Once your model is ready and you have your data, you are ready to start training !

The training is split into epochs which are split into steps. An epoch is the process of going through the entire dataset for training. A step is one update to the weights of the network.

First, we set the model into training mode.

model.train()

Then, we create a "DataCollator" which will feed the data, but split it at each token and ask the model to predict the next token.

data_collator = transformers.DataCollatorForLanguageModeling(tokenizer=tokenizer, mlm=False)

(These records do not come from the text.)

PR #304, opened 2026-09-13
fix(tls): allow non-localhost Host headers over HTTPS

parthcodes:
## Summary

Fixes TLS-enabled floci-az rejecting every non-localhost `Host` header with an HTTP 400 (empty body), which broke host-based routing such as `{account}.vault.azure.net` and `{account}.managedhsm.azure.net` over HTTPS. With TLS disabled the same requests returned 200.

Root cause: `TlsConfigSource` binds `quarkus.http.host=127.0.0.1`, and Quarkus auto-installs `HostValidationFilter` (restricted to `localhost` / `127.0.0.1` / `[::1]`) whenever it binds a loopback address with no explicit host-validation config. The filter runs at the Vert.x router stage, upstream of JAX-RS.

## Type of change

- [x] Bug fix (`fix:`)
- [ ] New feature (`feat:`)
- [ ] Docs / chore

## Azure Compatibility

Incorrect behavior: `GET /_floci/health` and every Key Vault data-plane call with a non-localhost `Host` header returned `400` when `FLOCI_AZ_TLS_ENABLED=true`, while the identical requests returned `200` with TLS disabled.

Fix: set `quarkus.http.host-validation.require-localhost=false` on the TLS-enabled path only, so the loopback auto-install no longer applies. `quarkus.http.host-validation.allowed-hosts` is deliberately left unset: it is evaluated before `require-localhost` and is an exact-match check with no wildcard support, so it would break both unbounded account names and `localhost`. The TLS-disabled path (which binds `0.0.0.0`) is left untouched.

## Verification

- `./mvnw test` green: 1154 tests, 0 failures, 0 errors.
- `make test-azcli` green: all 4 Key Vault data-plane tests that were previously skip-guarded now pass over HTTPS (`secret set/show`, `key create/show/list/delete`, `encrypt/decrypt + rotation-policy`, `soft-delete lifecycle`).

## Checklist

- [x] New or updated integration test added (2 unit tests pin the Quarkus-internal property; un-skipped the azcli Key Vault data-plane tests that now exercise this path)


hectorvent:
Thank you for this, and for the root cause writeup rather than just the one line fix. The detail that `HostValidationFilter` is auto installed only when Quarkus binds a loopback address, and that it runs at the Vert.x router stage upstream of JAX-RS, is exactly what makes this hard to find from the symptom.

The paragraph explaining why `allowed-hosts` is the wrong lever is the part I would have asked about otherwise. Evaluated before `require-localhost`, exact match, no wildcards, so it would break both unbounded account names and `localhost` itself.

I also went through both bot comments and neither stands: the port 443 requirement they ask you to document is already in your docs hunk, and the test they call environment dependent sets the property explicitly rather than clearing it.

No blockers from my side.

hectorvent (approved):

In mlm mode, the DataCollator will hide some Tokens at random in the input data and ask the model to guess them. It needs to have access to the tokenizer to know what token means "to guess". Without the mlm mode, the DataCollator will task the model to predict the next token in the sequence.

Training arguments​

args = transformers.TrainingArguments(
save_steps=5
per_device_train_batch_size=2,
gradient_accumulation_steps=2,
evaluation_strategy="steps",
eval_steps=4,
warmup_steps=5,
max_steps=200,
learning_rate=1e-4,
use_mps_device=True,
logging_steps=1,
output_dir="saved_models/outputs",
optim="adafactor"
)

Then, we define the training arguments.

save_step: how many steps before saving the model per_device_train_batch_size: how many training examples to bundle together into a step. gradient_accumulation_steps: How many update steps to save before updating the weights. These parameters heavily impact the RAM usage.

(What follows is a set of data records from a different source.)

PR #305, opened 2026-09-13
fix(cosmos): respect NOT precedence in compound predicates

### LINKED ISSUE #300: [BUG] Cosmos DB: NOT precedence excludes valid rows from compound predicates
## Summary

The Cosmos SQL evaluator gives a leading `NOT` lower precedence than the following `OR`/`AND` expression. Valid predicates used to include non-deleted documents instead exclude them.

Reproduced over live HTTP against a JVM build of upstream `main` at `efdedff5cf2956f28f2f7baede3a40ff0a7a301a` on 2026-09-12. This was a build of that commit, not the published 0.12.0 image, although the Maven project still reports version 0.12.0.

## Reproduction

Create a database and a container partitioned by `/userId`. Create four documents with this shape, using IDs `item-1` through `item-4`:

```json
{"id":"item-1","userId":"user-1","isDeleted":false,"isActive":true,"claimedUntil":null}
```

POST the following query to the container's `/docs` endpoint with `Content-Type: application/query+json`, `x-ms-documentdb-isquery: true`, and `x-ms-documentdb-partitionkey: ["user-1"]`:

```json
{"query":"SELECT VALUE c.id FROM c WHERE (NOT IS_DEFINED(c.isDeleted) OR c.isDeleted = false)"}
```

**Expected:** all four IDs. `NOT` binds to `IS_DEFINED(c.isDeleted)`, and the second operand of `OR` is true.

**Actual:** `Documents: []`, `_count: 0`.

The logically equivalent query below returns all four IDs, isolating the precedence error:

```json
{"query":"SELECT VALUE c.id FROM c WHERE ((NOT IS_DEFINED(c.isDeleted)) OR c.isDeleted = false)"}
```

The same four documents also incorrectly produce zero results for:

```sql
SELECT VALUE c.id FROM c
WHERE (NOT IS_DEFINED(c.claimedUntil) OR IS_NULL(c.claimedUntil))
```

## Mechanism

[`CosmosQueryEngine.evalExpr`](https://github.com/floci-io/floci-az/blob/efdedff5cf2956f28f2f7baede3a40ff0a7a301a/src/main/java/io/floci/az/services/cosmos/CosmosQueryEngine.java#L280) processes a leading `NOT` before splitting top-level `OR` and `AND`. It therefore interprets `NOT A OR B` as `NOT (A OR B)`.

[Cosmos operator precedence](https://learn.microsoft.com/en-us/cosmos-db/query/operators) is `NOT`, then `AND`, then `OR`, from highest to lowest priority. Recursive evaluation must respect those binding rules.

## Application impact

PalCal uses the affected non-deleted predicate in notification lists/counts and active device-token queries. Its notification outbox also uses the nullable `claimedUntil` predicate. The failure can hide valid notifications and prevent eligible work from being selected.

Application references:

- [Notification queries](https://github.com/pal-cal/PalCal/blob/55f68e44f9ce36bfa63e4eca197bc4bc0bf2a6a1/src/PalCal.Notifications/Services/Cosmos/NotificationsCosmosRepository.NotificationQueries.cs#L107)
- [Outbox eligibility](https://github.com/pal-cal/PalCal/blob/55f68e44f9ce36bfa63e4eca197bc4bc0bf2a6a1/src/PalCal.Notifications/Services/Cosmos/NotificationsCosmosRepository.Outbox.cs#L124)

## Suggested acceptance

- Add failing-first regression coverage for `NOT A OR B`, `NOT A AND B`, nested parentheses, and explicit `NOT (A OR B)`.
- Verify the two application predicates above return the expected rows, including absent, null, false, and true property cases as appropriate.
- Exercise the predicate through a .NET Cosmos SDK query in the compatibility suite.

The live reproduction used HTTP requests, not the full PalCal application or its .NET integration suite. Reviewed open Cosmos PRs #296 and #297; neither addresses this precedence mechanism.

thomhurst:
Cosmos predicates such as `NOT IS_DEFINED(c.isDeleted) OR c.isDeleted = false` currently negate the whole expression and hide valid rows. Split top-level OR and AND before evaluating NOT, preserving parentheses and the documented logical precedence. Keep the AND inside BETWEEN ranges separate from logical conjunctions.

Adds exhaustive three-operand truth tables, correlated EXISTS regressions, negated BETWEEN cases, and .NET SDK coverage for non-deleted documents, absent/null claim timestamps, and range predicates.

Validation of the latest changes:
- Cosmos unit/integration tests: 177 passed.
- Live .NET Cosmos SDK tests: 10 passed.
- Live Java Cosmos SDK tests: 31 passed, including the explicitly enabled embedded NoSQL suite.
- Live Node.js Cosmos and Queue Storage SDK tests: 29 passed.
- Live Python Cosmos SDK tests: 19 passed.
- JVM package build and git diff --check passed.

The previous Node.js CI failure was the Queue Storage visibility-timeout test; the Cosmos suite passed in that run. Both suites pass locally on the latest changes.

Fixes #300.

### DIFF
--- a/compatibility-tests/sdk-test-dotnet/CosmosCompatibilityTests.cs
+++ b/compatibility-tests/sdk-test-dotnet/CosmosCompatibilityTests.cs
@@ -141,6 +141,66 @@ public sealed class CosmosCompatibilityTests
         }
     }
 
+    [Test]
+    [Arguments("NOT IS_DEFINED(c.isDeleted) OR c.isDeleted = false", "absent,available,inactive,claimed")]
+    [Arguments("NOT IS_DEFINED(c.isDeleted) AND c.isActive = true", "absent")]
+    [Arguments("((NOT IS_DEFINED(c.isDeleted)) OR c.isDeleted = false)", "absent,available,inactive,claimed")]
+    [Arguments("NOT (IS_DEFINED(c.isDeleted) OR c.isActive = true)", "")]
+    [Arguments("((NOT IS_DEFINED(c.isDeleted) OR c.isDeleted = false) AND c.isActive = true)", "absent,available,claimed")]
+    [Arguments("NOT IS_DEFINED(c.claimedUntil) OR IS_NULL(c.claimedUntil)", "absent,available,deleted,inactive")]
+    [Timeout(60_000)]
+    public async Task DotnetSdkRespectsNotPrecedence(
+        string predicate, string expectedIds, CancellationToken cancellationToken)
+    {
+        using var client = new CosmosClient(
+            $"{EmulatorEndpoint}/devstoreaccount1-cosmos/",
+            CosmosKey,
+            new CosmosClientOptions
+            {
+                ConnectionMode = ConnectionMode.Gateway,
+                LimitToEndpoint = true
+            });
+        Database database = await client.CreateDatabaseAsync(
+            $"dotnet-not-{Guid.NewGuid():N}", cancellationToken: cancellationToken);
+
+        try
+        {
+            Container container = await database.CreateContainerAsync(
+                new ContainerProperties("items", "/userId"), cancellationToken: cancellationToken);
+            Dictionary<string, object?>[] documents =
+            [
+                new() { ["id"] = "absent", ["userId"] = "user-1", ["isActive"] = true },
+                new() { ["id"] = "available", ["userId"] = "user-1", ["isActive"] = true,
+                    ["isDeleted"] = false, ["claimedUntil"] = null },
+                new() { ["id"] = "deleted", ["userId"] = "user-1", ["isActive"] = true,
+                    ["isDeleted"] = true, ["claimedUntil"] = null },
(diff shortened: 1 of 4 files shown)


hectorvent:
Thank you, and the precedence fix is the right shape: splitting the top level `OR` and `AND` before applying `NOT` is what makes `NOT IS_DEFINED(c.isDeleted) OR c.isDeleted = false` behave, and the three operand truth tables are a good way to pin it.

I checked the bot's `BETWEEN` P1 rather than take either side on trust. It was a real defect when it was filed, and your later commit closes it: the scanner now recognises a depth zero `BETWEEN` and consumes exactly one following `AND` as a range separator, and the flag resets so a second `AND` still splits as a conjunction.

One honest note on my end. I could not settle this against a reference, because no local Azure source carries the Cosmos NoSQL grammar or its operator precedence. Your truth tables and the SDK runs are what the behaviour rests on here.

No blockers from my side.

hectorvent (approved):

evaluation_strategy: How often to evaluate the performance (never, every step or every epoch) eval_steps: How often to evaluate the performance (when evaluation_strategy is set to steps) max_steps: How many steps to run in total use_mps_device: Use the MacOS GPU ? logging_steps: How often to log in the console the current loss output_dir: where to save the model (checkpoints will be created)

optim: Choose the optimiser algorithm. Here, the Optimiser we use is adafactor as it uses not too much ram while still allowing for good performance. The most well known optimiser is called adam. learning_rate: the base learning rate of the optimizer. warmup_steps: slowly increase the learning rate to the baseline for the number of steps provided.

Create the trainer​

trainer = transformers.Trainer(
tokenizer=tokenizer,
model=model,
train_dataset=data,
args=args,
data_collator=data_collator,
)

We are now ready to create the trainer, we give it our model, tokenizer, data, the training arguments and the collator.

trainer.train(resume_from_checkpoint=path_to_checkpoint)

We can then start the training. If needed we can resume the training from a given checkpoint.